# Record set:
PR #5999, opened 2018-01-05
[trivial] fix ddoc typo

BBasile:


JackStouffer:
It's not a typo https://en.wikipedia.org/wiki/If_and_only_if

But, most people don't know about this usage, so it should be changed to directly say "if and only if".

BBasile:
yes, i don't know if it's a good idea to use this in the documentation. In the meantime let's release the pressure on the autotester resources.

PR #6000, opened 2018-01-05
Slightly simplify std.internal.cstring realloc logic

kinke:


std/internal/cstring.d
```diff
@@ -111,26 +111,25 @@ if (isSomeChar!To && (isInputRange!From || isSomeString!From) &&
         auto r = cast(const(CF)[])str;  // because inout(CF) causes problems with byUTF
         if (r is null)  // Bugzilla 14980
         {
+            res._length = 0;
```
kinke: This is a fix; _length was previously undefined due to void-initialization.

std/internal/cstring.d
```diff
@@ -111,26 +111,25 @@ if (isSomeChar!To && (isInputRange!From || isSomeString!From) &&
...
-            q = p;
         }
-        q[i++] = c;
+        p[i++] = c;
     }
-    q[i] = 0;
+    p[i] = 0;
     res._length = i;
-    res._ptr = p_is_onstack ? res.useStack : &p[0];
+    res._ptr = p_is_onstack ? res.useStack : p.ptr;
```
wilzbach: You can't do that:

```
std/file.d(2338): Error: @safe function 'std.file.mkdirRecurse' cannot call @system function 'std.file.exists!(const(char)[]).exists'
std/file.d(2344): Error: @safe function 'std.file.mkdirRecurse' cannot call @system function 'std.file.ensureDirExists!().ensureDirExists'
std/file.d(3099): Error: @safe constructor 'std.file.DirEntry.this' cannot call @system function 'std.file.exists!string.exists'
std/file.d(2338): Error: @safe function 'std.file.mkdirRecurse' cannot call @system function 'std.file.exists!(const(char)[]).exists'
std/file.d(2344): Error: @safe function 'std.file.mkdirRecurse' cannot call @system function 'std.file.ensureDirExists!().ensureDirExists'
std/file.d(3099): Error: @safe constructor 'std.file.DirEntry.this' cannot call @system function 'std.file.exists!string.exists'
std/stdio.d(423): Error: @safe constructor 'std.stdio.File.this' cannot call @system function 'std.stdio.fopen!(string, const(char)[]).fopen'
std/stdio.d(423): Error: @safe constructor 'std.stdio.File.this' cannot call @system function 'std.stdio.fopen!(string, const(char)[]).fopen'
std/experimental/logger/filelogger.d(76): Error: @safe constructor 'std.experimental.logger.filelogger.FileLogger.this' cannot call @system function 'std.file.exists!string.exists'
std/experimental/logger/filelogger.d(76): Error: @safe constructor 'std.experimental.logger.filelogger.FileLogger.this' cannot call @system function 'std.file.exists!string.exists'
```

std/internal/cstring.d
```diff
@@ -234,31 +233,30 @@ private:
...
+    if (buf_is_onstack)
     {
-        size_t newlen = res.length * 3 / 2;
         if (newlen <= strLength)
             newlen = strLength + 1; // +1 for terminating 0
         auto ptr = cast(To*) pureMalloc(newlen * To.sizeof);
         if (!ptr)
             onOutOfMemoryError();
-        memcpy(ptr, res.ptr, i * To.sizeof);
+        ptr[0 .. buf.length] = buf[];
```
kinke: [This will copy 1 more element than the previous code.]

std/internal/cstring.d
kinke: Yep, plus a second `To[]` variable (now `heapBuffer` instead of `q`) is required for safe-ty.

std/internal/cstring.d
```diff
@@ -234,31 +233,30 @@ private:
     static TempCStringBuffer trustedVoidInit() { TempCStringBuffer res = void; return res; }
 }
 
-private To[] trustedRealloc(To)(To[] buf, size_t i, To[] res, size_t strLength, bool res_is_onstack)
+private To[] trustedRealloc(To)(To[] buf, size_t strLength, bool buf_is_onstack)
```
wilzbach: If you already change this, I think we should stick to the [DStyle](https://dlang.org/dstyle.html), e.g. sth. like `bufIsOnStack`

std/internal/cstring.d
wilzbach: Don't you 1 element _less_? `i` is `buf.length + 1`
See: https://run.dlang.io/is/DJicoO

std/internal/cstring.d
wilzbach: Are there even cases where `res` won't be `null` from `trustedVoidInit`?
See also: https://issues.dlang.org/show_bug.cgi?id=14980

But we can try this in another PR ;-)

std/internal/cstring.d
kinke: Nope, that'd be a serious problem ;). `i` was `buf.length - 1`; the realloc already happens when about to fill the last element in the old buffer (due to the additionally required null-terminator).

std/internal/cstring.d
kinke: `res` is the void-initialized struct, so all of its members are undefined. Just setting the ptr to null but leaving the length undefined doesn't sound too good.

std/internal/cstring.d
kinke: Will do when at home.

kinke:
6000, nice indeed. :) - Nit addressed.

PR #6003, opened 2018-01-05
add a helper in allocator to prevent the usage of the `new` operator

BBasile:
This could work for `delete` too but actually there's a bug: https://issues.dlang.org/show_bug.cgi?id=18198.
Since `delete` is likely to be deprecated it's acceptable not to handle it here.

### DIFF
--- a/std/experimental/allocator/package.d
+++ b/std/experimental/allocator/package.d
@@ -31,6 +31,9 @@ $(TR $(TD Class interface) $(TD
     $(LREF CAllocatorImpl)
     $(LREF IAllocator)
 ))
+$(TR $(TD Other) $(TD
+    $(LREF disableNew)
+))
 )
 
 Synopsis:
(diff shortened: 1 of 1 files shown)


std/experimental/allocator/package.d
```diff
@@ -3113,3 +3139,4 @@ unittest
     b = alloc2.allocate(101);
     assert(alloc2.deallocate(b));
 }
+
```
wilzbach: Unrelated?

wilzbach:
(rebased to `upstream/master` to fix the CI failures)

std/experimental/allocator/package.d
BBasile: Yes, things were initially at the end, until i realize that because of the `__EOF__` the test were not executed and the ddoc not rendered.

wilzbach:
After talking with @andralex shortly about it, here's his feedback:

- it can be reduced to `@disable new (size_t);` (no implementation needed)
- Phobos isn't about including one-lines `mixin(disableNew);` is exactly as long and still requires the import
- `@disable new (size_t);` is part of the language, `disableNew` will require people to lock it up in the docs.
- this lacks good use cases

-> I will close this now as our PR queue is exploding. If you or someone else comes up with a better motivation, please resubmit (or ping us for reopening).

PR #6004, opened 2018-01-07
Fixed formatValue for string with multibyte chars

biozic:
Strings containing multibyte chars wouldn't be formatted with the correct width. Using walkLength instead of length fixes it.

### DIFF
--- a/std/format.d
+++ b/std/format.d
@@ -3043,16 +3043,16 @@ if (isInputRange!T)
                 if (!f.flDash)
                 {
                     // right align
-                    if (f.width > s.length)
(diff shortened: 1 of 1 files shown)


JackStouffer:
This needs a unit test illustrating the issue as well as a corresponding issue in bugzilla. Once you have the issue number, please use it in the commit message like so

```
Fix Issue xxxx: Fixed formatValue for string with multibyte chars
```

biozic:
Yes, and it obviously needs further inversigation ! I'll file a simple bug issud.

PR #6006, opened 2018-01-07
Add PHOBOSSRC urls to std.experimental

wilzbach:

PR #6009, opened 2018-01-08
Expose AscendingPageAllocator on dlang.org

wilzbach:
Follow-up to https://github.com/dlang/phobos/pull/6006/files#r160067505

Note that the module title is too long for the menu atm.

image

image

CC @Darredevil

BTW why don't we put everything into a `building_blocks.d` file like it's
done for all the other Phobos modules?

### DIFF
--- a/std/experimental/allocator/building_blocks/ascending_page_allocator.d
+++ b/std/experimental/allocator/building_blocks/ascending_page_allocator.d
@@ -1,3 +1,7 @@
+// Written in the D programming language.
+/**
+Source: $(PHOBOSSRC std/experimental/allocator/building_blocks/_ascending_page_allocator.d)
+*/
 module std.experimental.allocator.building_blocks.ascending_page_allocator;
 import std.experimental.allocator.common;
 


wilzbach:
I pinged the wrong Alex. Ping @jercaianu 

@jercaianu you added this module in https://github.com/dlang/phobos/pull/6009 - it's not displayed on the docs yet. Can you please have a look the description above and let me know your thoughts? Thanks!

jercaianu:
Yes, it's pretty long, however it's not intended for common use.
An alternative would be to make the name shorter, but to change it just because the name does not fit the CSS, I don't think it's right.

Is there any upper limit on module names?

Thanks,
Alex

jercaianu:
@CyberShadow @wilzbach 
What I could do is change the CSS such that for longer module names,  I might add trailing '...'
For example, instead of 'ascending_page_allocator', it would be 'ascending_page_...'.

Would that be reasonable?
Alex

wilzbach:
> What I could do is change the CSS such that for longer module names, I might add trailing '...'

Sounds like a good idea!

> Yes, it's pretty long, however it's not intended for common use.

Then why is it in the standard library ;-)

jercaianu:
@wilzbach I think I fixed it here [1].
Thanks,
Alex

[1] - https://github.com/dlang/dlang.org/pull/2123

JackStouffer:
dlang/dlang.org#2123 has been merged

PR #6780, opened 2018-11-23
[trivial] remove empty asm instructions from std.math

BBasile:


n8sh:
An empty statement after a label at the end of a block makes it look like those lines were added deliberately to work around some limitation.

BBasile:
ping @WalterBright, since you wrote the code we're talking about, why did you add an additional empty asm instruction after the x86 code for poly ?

# Instructions to follow:
Across the entries, how many lines contain the word "know"? State that number and nothing else.

# Output for this exercise:
3